Exercise objective. The answer must consist of every line in the records below that contains the string "staked".

Records supplied START

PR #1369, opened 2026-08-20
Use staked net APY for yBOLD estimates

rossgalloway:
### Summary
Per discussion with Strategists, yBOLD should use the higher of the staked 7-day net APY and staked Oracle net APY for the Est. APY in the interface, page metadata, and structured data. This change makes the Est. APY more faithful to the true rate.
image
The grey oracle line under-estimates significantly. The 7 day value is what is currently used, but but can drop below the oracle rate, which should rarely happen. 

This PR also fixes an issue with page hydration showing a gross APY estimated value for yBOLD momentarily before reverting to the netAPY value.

Records supplied END

Answer to this task.
Use staked net APY for yBOLD estimates
Per discussion with Strategists, yBOLD should use the higher of the staked 7-day net APY and staked Oracle net APY for the Est. APY in the interface, page metadata, and structured data. This change makes the Est. APY more faithful to the true rate.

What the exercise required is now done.